I think Mujica, with his pedigree, may slot later than Tazawa. So I would handicap it as:

Koji -- closer
Mujica -- setup & backup closer
Breslow / Tazawa -- middle relief
Miller -- LOOGY
Badenhop -- ROOGY/GB specialist
Morales, Britton or de la Rosa -- long guy
That's a hell of a bullpen, on the face of it. Of course we said that last year too. Relief pitching is so charmingly unpredictable.
Dempster takes the long relief slot if all six SPs are healthy. One of the SPs might be traded of course, but I don't think that's as certain to happen as most of SoSH does.

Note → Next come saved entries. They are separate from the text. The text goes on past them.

PR #740, opened 2023-07-31
[#735] Add member info to Type Hierarchy view

### LINKED ISSUE #735: Add member info to Type Hierarchy view
As a user I want to experience similar editing comfort when working with a LSP based text editor. That's why the LSP based Type Hierarchy view should provide similar info as the existing Type Hierarchy View in Eclipse for Java and other languages:

In the first step there should be a TableView containing the members/symbols of the selected class:
image

The symbols should be updated when the associated document has been modifed. A double click on the symbol will open its declaration in the corresponding document.

I am working on a PR

ghentschke:
- show member of selected type in separate table viewer
- table viewer will be updated when the associated document has been modified
- Doubleclick on a member opens its declaration in the editor

fixes #735


org.eclipse.lsp4e/src/org/eclipse/lsp4e/FileBufferListenerAdapter.java
```diff
@@ -15,7 +15,7 @@
 import org.eclipse.core.filebuffers.IFileBufferListener;
 import org.eclipse.core.runtime.IPath;
 
-class FileBufferListenerAdapter implements IFileBufferListener {
+public class FileBufferListenerAdapter implements IFileBufferListener {
```
sebthom, line 18: Maybe instead of now exposing FileBufferListenerAdapter as part of the plugin's API we should move it to the internal package.

org.eclipse.lsp4e/src/org/eclipse/lsp4e/operations/typeHierarchy/TypeHierarchyViewContentProvider.java
```diff
@@ -42,18 +44,15 @@
 public class TypeHierarchyViewContentProvider implements ITreeContentProvider {
 	private TreeViewer treeViewer;
 	private LanguageServerWrapper languageServerWrapper;
-	private List<TypeHierarchyItem> hierarchyItems;
+	private List<TypeHierarchyItem> hierarchyItems = new ArrayList<>();
```
sebthom, line 47: I think this can be replaced with `= Collections.emptyList();`

org.eclipse.lsp4e/src/org/eclipse/lsp4e/operations/typeHierarchy/TypeHierarchyViewContentProvider.java
```diff
@@ -90,14 +89,12 @@ public boolean hasChildren(Object element) {
 	public void inputChanged(final Viewer viewer, final Object oldInput, final Object newInput) {
 		ITreeContentProvider.super.inputChanged(viewer, oldInput, newInput);
 
-		treeViewer = (TreeViewer) viewer;
 		if (newInput instanceof HierarchyViewInput viewInput) {
-			hierarchyItems = null;
```
sebthom, line 95: shouldn't this be  `hierarchyItems = Collections.emptyList();` now?

org.eclipse.lsp4e/src/org/eclipse/lsp4e/operations/typeHierarchy/TypeHierarchyViewContentProvider.java
```diff
@@ -42,18 +44,15 @@
...
 	public boolean showSuperTypes = true;
 
 	@Override
 	public Object[] getElements(Object inputElement) {
-		if (hierarchyItems != null) {
-			if (hierarchyItems.isEmpty()) {
-				return new Object[] { Messages.TH_no_type_hierarchy };
-			}
-			return hierarchyItems.toArray();
+		if (hierarchyItems.isEmpty()) {
```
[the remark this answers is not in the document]
ghentschke: Hm, strange. I can't find a null assignment in line 122 in commit 591ff89. In this commit there is no null assignment to `hierarchyItems` anymore.

org.eclipse.lsp4e/src/org/eclipse/lsp4e/operations/typeHierarchy/TypeHierarchyViewContentProvider.java
ghentschke: I removed this line, because the shown type hierarchy and its members should not be deleted if there is no Type Hierarchy for the current selection (i.e. select an integer variable and press F4 -> Type Hierarchy view does not change (Behavior of the old Type Hierarchy view))

org.eclipse.lsp4e/src/org/eclipse/lsp4e/operations/typeHierarchy/TypeHierarchyViewContentProvider.java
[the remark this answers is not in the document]
sebthom: In line 128 you are testing for nullability of hierarchyItems: `if (hierarchyItems != null && !hierarchyItems.isEmpty()) {` which tells me you expect that hierarchyItems can be null, therefore my question.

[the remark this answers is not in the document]
ghentschke: Sorry, now I get it ;-) 
> Or maybe the hierarchyItems != null check is redundant and can be removed.

That's right!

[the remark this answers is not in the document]
ghentschke: I'll remove the whole if clause, because I already check the items to be present in line 120: 
`if (!p.getSecond().isEmpty()) {`

org.eclipse.lsp4e/src/org/eclipse/lsp4e/operations/typeHierarchy/TypeHierarchyViewContentProvider.java
```diff
@@ -125,10 +124,8 @@ private void initialise(final @NonNull IDocument document, final int offset, Tre
 							if (treeViewer != null) {
 								treeViewer.refresh();
 								treeViewer.expandToLevel(2);
-								if (hierarchyItems != null && !hierarchyItems.isEmpty()) {
```
sebthom: you now also removed the `!hierarchyItems.isEmpty()` check. Was that on purpose? `hierarchyItems.get(0)` will fail if the list is empty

If the Sox have the money, I'd like to see one more relief signing, with Morales getting DFA'd unless two pitchers need to start the season on the DL. I see a lot of question marks here -- Breslow was smoke and mirrors, Miller is coming off serious injury, Badenhop is terrible against LHBs and will be tough for Farrell to use effectively, the Cards were a bit too willing to let Mujica go (which is not to say I don't like the signing), and even Koji is no lock to be an ace again given his age and 2013 workload.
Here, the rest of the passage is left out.